[Start of Attachment]

Issue #2849, opened 2024-01-05
Wrong cursor position after actions.close


Ajnasz:
### Description

The cursor position is off by 1 character after calling `actions.close()` https://github.com/nvim-telescope/telescope.nvim/blob/87e92ea31b2b61d45ad044cf7b2d9b66dad2a618/lua/telescope/actions/init.lua#L389

It causes issue when we try to change the text at the cursor after an entry has been selected in treesitter.

My suggested solution is to remove the `+ 1` from the line above.

### Neovim version

```markdown
NVIM v0.10.0-dev-2037+ge09adfdcf
Build type: RelWithDebInfo
LuaJIT 2.1.1703358377
```

### Operating system and version

Debian Bookworm

### Telescope version / branch / rev

master

### checkhealth telescope

```markdown
telescope: health#telescope#check

Checking for required plugins ~
- OK plenary installed.
- WARNING nvim-treesitter not found. (Required for `:Telescope treesitter`.)

Checking external dependencies ~
- OK rg: found ripgrep 13.0.0
- WARNING fd: not found. Install [sharkdp/fd](https://github.com/sharkdp/fd) for extended capabilities
```

### Steps to reproduce

Open nvim with the provided minimal config

Add some text to the buffer, eg: `##`

Place the cursor between the two characters (`#|#`), then type the `:OpenPicker`, then select the "Insert text" entry by pressing enter.

### Expected behavior

I expected to add the `inserted text` between the two characters, so to have `#inserted text#` text in the buffer

### Actual behavior

The text added after the cursor, `##inserted text`

If you use the user command `:InserthTheText`, it will add the text to the correct place.

### Minimal config

```Lua
vim.cmd [[set runtimepath=$VIMRUNTIME]]
vim.cmd [[set packpath=/tmp/nvim/site]]
local package_root = '/tmp/nvim/site/pack'
local install_path = package_root .. '/packer/start/packer.nvim'
local function load_plugins()
  require('packer').startup {
    {
      'wbthomason/packer.nvim',
      {
        'nvim-telescope/telescope.nvim',
        requires = {
          'nvim-lua/plenary.nvim',
          { 'nvim-telescope/telescope-fzf-native.nvim', run = 'make' },
        },
      },
      -- ADD PLUGINS THAT ARE _NECESSARY_ FOR REPRODUCING THE ISSUE
    },
    config = {
      package_root = package_root,
      compile_path = install_path .. '/plugin/packer_compiled.lua',
[...]

Issue #1366, opened 2021-10-21
Opening file with telescope messes with last position jump on `BufEnter`


jesseleite:
### Description

For those of us using Neovim's recommended autocmd for last position jump on `BufEnter` (see `:help last-position-jump`), Neovim will restore last cursor position when re-opening a file.

This works perfectly when opening a file using `:edit somefile`. However, if I open `somefile` using a Telescope fuzzy finder, it will open the file and move the cursor one character to the left.

I never noticed this before, but it's messing with a custom autocmd I'm trying to write where I automatically highlight some text on BufEnter.

### Neovim version

NVIM v0.5.1
Build type: Release
LuaJIT 2.1.0-beta3
Compilation: clang -U_FORTIFY_SOURCE -D_FORTIFY_SOURCE=1 -DNVIM_TS_HAS_SET_MATCH_LIMIT -O2 -DNDEBUG -Wall -Wextra -pedantic -Wno-unused-parameter -Wstrict-prototypes -std=gnu99 -Wshadow -Wconversion -Wmissing-prototypes -Wimplicit-fallthrough -Wvla -fstack-protector-strong -fno-common -fdiagnostics-color=auto -DINCLUDE_GENERATED_DECLARATIONS -D_GNU_SOURCE -DNVIM_MSGPACK_HAS_FLOAT32 -DNVIM_UNIBI_HAS_VAR_FROM -DMIN_LOG_LEVEL=3 -I/tmp/neovim-20210927-1441-demfsz/neovim-0.5.1/build/config -I/tmp/neovim-20210927-1441-demfsz/neovim-0.5.1/src -I/usr/local/include -I/Library/Developer/CommandLineTools/SDKs/MacOSX11.sdk/usr/include -I/usr/local/opt/gettext/include -I/tmp/neovim-20210927-1441-demfsz/neovim-0.5.1/build/src/nvim/auto -I/tmp/neovim-20210927-1441-demfsz/neovim-0.5.1/build/include
Compiled by brew@BigSur

Features: +acl +iconv +tui
See ":help feature-compile"

   system vimrc file: "$VIM/sysinit.vim"
  fall-back for $VIM: "/usr/local/Cellar/neovim/0.5.1/share/nvim"

Run :checkhealth for more info

### Operating system and version

macOS 11.2.1

### checkhealth telescope

```markdown
health#telescope#check
========================================================================
## Checking for required plugins
  - OK: plenary installed.
[...]

PR #2850, opened 2024-01-06
fix: restore cursor to correct position on picker `close`

### LINKED ISSUE #2319: strange cursor move when telescope closes
### Description

When telescope closes, the cursor will strangely move right by 1 column. That will influence some other plugins like https://github.com/AckslD/nvim-neoclip.lua . Neoclip uses telescope to provide a selection of yank history, and paste the selected item where it launched. This strange move makes neoclip paste to a wrong position.(https://github.com/AckslD/nvim-neoclip.lua/issues/96).
Also, if you launch `require('telescope.builtin').help_tag`, choose one and close the help window, the cursor will move right.

### Neovim version

```markdown
NVIM v0.8.2
Build type: Release
LuaJIT 2.1.0-beta3
Compiled by builduser

Features: +acl +iconv +tui
See ":help feature-compile"

  fall-back for $VIM: "/usr/share/nvim"

```

archlinux

master

### checkhealth telescope

```markdown
  - OK: plenary installed.

  - OK: fd: found fd 8.6.0

## Telescope Extension: `fzf`
  - OK: lib working as expected
  - OK: file_sorter correctly configured
  - OK: generic_sorter correctly configured

## Telescope Extension: `macroscope`

## Telescope Extension: `neoclip`
```

### Steps to reproduce

- nvim -nu minimal.lua
-  type something
- place cursor to somewhere you remember
- :Telescope help_tags, and choose any
- close help window
- cursor will move right

### Expected behavior

_No response_

### Actual behavior

described above

### Minimal config

```Lua
local function load_plugins()
  require('packer').startup {
    {
      'wbthomason/packer.nvim',
      {
        requires = {
          'nvim-lua/plenary.nvim',
        },
      },
    },
    config = {
      package_root = package_root,
    },
  }
end
_G.load_config = function()
  require('telescope').setup()
end
end
load_plugins()
require('packer').sync()
```

jamestrew:
I *think* we have several factors contributing to flaky (off by one error) behaviors in the cursor position on picker close.

Mainly, I think we should be scheduling `nvim_win_set_cursor`. Without doing so, we've had to "arbitrarily" +1 on the columns to compensate: https://github.com/nvim-telescope/telescope.nvim/blob/87e92ea31b2b61d45ad044cf7b2d9b66dad2a618/lua/telescope/actions/set.lua#L214-L216

This is made worse by a couple of other factors

1. ripgrep gives columns in 1-index whereas `nvim_win_set_cursor` expects 0-index.
This wasn't previously an issue probably due to not scheduling `nvim_win_set_cursor` but I think we were just depending on UB.
2. not accounting for original mode on `select_default` (like this https://github.com/nvim-telescope/telescope.nvim/blob/87e92ea31b2b61d45ad044cf7b2d9b66dad2a618/lua/telescope/actions/init.lua#L388-L390)

I recognize this is a very sensitive part of our code that we've had repeat issues with so I still need to do some testing and verify this closes a few issues without any obvious or previously experienced regressions

closes #2319 and semi-related https://github.com/nvim-telescope/telescope.nvim/issues/2319#issuecomment-1806854277
closes https://github.com/nvim-telescope/telescope.nvim/issues/2849

- [ ] check 0/1 index of columns in lsp/treesitter/etc pickers

TODO: related?
https://github.com/nvim-telescope/telescope.nvim/issues/1366
https://github.com/nvim-telescope/telescope.nvim/issues/559


Conni2461:
let me run this for a couple of days before merging :D but thanks for addressing this issue :)

Conni2461:
i rebased the branch and continue to run it till friday, if there arent any issue till then, i think this is good to go thanks :)

jamestrew:
I found an regression with `:Telescope help_tags` related to opening an existing buffer at a different location.

1. `:Telescope help_tags` -> search for `bufhidden` -> this opens the `options.txt` doc buffer
2. `:Telescope help_tags` -> search for `hidden` -> same `options.txt` but doesn't move, still on `bufhidden`

jamestrew:
> I found an regression with `:Telescope help_tags` related to opening an existing buffer at a different location.
> 
>     1. `:Telescope help_tags` -> search for `bufhidden` -> this opens the `options.txt` doc buffer
> 
>     2. `:Telescope help_tags` -> search for `hidden` -> same `options.txt` but doesn't move, still on `bufhidden`

The problem is that we're scheduling cursor position inside `actions.close()` so when a picker calls `actions.close()` then does something that moves the cursor under the current window, the previously scheduled cursor position moves the cursor again.

That why I had to schedule this so it happens after the cursor position is reset
https://github.com/nvim-telescope/telescope.nvim/pull/2850/files#diff-f192865bab9995c5a69e48b85b5d4534094c885a1556b10bb1e9407b0e0570d0R387-R390

For this `help_tags` issue, I can fix it by doing the same by scheduling this
https://github.com/nvim-telescope/telescope.nvim/blob/da8b3d485975a8727bea127518b65c980521ae22/lua/telescope/builtin/__internal.lua#L778-L784

Ideally, we just defer/schedule everything after `actions.close()` to happen after cursor position is set.
I'll try that since I don't like the idea of throwing `vim.schedule` case by case on things after `actions.close()`. This really puts the responsibility on each picker actions way too much.

jamestrew:
Yeah idno how to cleanly fix this without API changes and big refactors.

[End of Attachment]

*Aim of the exercise*
Write the number of data lines with "strange", nothing else.

*Response to the exercise*
2